EXERCISE: Reproduce the data, keeping every word exactly as it is.

DATA FOR THE TASK: Begin

PR #168, opened 2017-07-07
React: refactor usage of React.createClass()

dmsnell:
More work in #154 

**Testing**

As usual, just test with `npm start`. Any breakage should be obvious via errors or malformed UI.
There are no functional changes in this PR: only syntax.

Pay attention to the filter bar where I have actually refactored some logic to remove the `var` reassignment.

cc: @Automattic/lannister

### DIFF
--- a/src/templates/container-hotkey.jsx
+++ b/src/templates/container-hotkey.jsx
@@ -1,40 +1,40 @@
 /**
  * External dependencies
  */
-import React from 'react';
+import React, { Component, PropTypes } from 'react';
 
 /**
  * Internal dependencies
  */
 import { modifierKeyIsActive, shortcutsAreEnabled } from '../helpers/input';
 
-const HotkeyContainer = React.createClass({
-  propTypes: {
-    shortcuts: React.PropTypes.arrayOf(
-      React.PropTypes.shape({
-        action: React.PropTypes.func.isRequired,
-        hotkey: React.PropTypes.number.isRequired,
-        withModifiers: React.PropTypes.bool,
+const dispatch = (event, action) => {
+  event.preventDefault();
+  event.stopPropagation();
+
+  action();
+};
+
+export class HotkeyContainer extends Component {
+  static propTypes = {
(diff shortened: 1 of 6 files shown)


src/templates/empty-message.jsx
```diff
@@ -1,64 +1,53 @@
...
+    const { emptyMessage, link, linkMessage } = this.props;
 
     return (
       <div
         className="wpnc__empty-notes-container"
         style={{ height: this.props.height - TITLE_OFFSET + 'px' }}
       >
-        {message}
+        {link &&
+          linkMessage &&
```
kwight: Any reason you wouldn't keep these on the line above?

dmsnell: `prettier` did it

src/templates/container-hotkey.jsx
```diff
@@ -1,53 +1,53 @@
 /**
  * External dependencies
  */
-import React from 'react';
+import React, { Component, PropTypes } from 'react';
```
dmsnell: `React` is the default export while `Component` and `PropTypes` are named exports. They have different semantics than `require()`, so it's not right to `import React` and then use `React.Component`.

Copons: Also `React.PropTypes` is [deprecated](https://facebook.github.io/react/blog/2017/04/07/react-v15.5.0.html#migrating-from-react.proptypes) as of React 15.5 where `PropTypes` will be moved in its own separate package:
`import PropTypes from 'prop-types';`

dmsnell: Yeah thanks @copons. I think it will be easy enough to automate that change later on. Should I be updating it now? I don't know.

Copons: There's a codemod ready for this: https://github.com/reactjs/react-codemod#react-proptypes-to-prop-types
Maybe it makes sense to just do it whenever we update to 15.5.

DATA FOR THE TASK: End

ANSWER:
PR #168, opened 2017-07-07
React: refactor usage of React.createClass()

dmsnell:
More work in #154 

**Testing**

As usual, just test with `npm start`. Any breakage should be obvious via errors or malformed UI.
There are no functional changes in this PR: only syntax.

Pay attention to the filter bar where I have actually refactored some logic to remove the `var` reassignment.

cc: @Automattic/lannister

### DIFF
--- a/src/templates/container-hotkey.jsx
+++ b/src/templates/container-hotkey.jsx
@@ -1,40 +1,40 @@
 /**
  * External dependencies
  */
-import React from 'react';
+import React, { Component, PropTypes } from 'react';
 
 /**
  * Internal dependencies
  */
 import { modifierKeyIsActive, shortcutsAreEnabled } from '../helpers/input';
 
-const HotkeyContainer = React.createClass({
-  propTypes: {
-    shortcuts: React.PropTypes.arrayOf(
-      React.PropTypes.shape({
-        action: React.PropTypes.func.isRequired,
-        hotkey: React.PropTypes.number.isRequired,
-        withModifiers: React.PropTypes.bool,
+const dispatch = (event, action) => {
+  event.preventDefault();
+  event.stopPropagation();
+
+  action();
+};
+
+export class HotkeyContainer extends Component {
+  static propTypes = {
(diff shortened: 1 of 6 files shown)


src/templates/empty-message.jsx
```diff
@@ -1,64 +1,53 @@
...
+    const { emptyMessage, link, linkMessage } = this.props;
 
     return (
       <div
         className="wpnc__empty-notes-container"
         style={{ height: this.props.height - TITLE_OFFSET + 'px' }}
       >
-        {message}
+        {link &&
+          linkMessage &&
```
kwight: Any reason you wouldn't keep these on the line above?

dmsnell: `prettier` did it

src/templates/container-hotkey.jsx
```diff
@@ -1,53 +1,53 @@
 /**
  * External dependencies
  */
-import React from 'react';
+import React, { Component, PropTypes } from 'react';
```
dmsnell: `React` is the default export while `Component` and `PropTypes` are named exports. They have different semantics than `require()`, so it's not right to `import React` and then use `React.Component`.

Copons: Also `React.PropTypes` is [deprecated](https://facebook.github.io/react/blog/2017/04/07/react-v15.5.0.html#migrating-from-react.proptypes) as of React 15.5 where `PropTypes` will be moved in its own separate package:
`import PropTypes from 'prop-types';`

dmsnell: Yeah thanks @copons. I think it will be easy enough to automate that change later on. Should I be updating it now? I don't know.

Copons: There's a codemod ready for this: https://github.com/reactjs/react-codemod#react-proptypes-to-prop-types
Maybe it makes sense to just do it whenever we update to 15.5.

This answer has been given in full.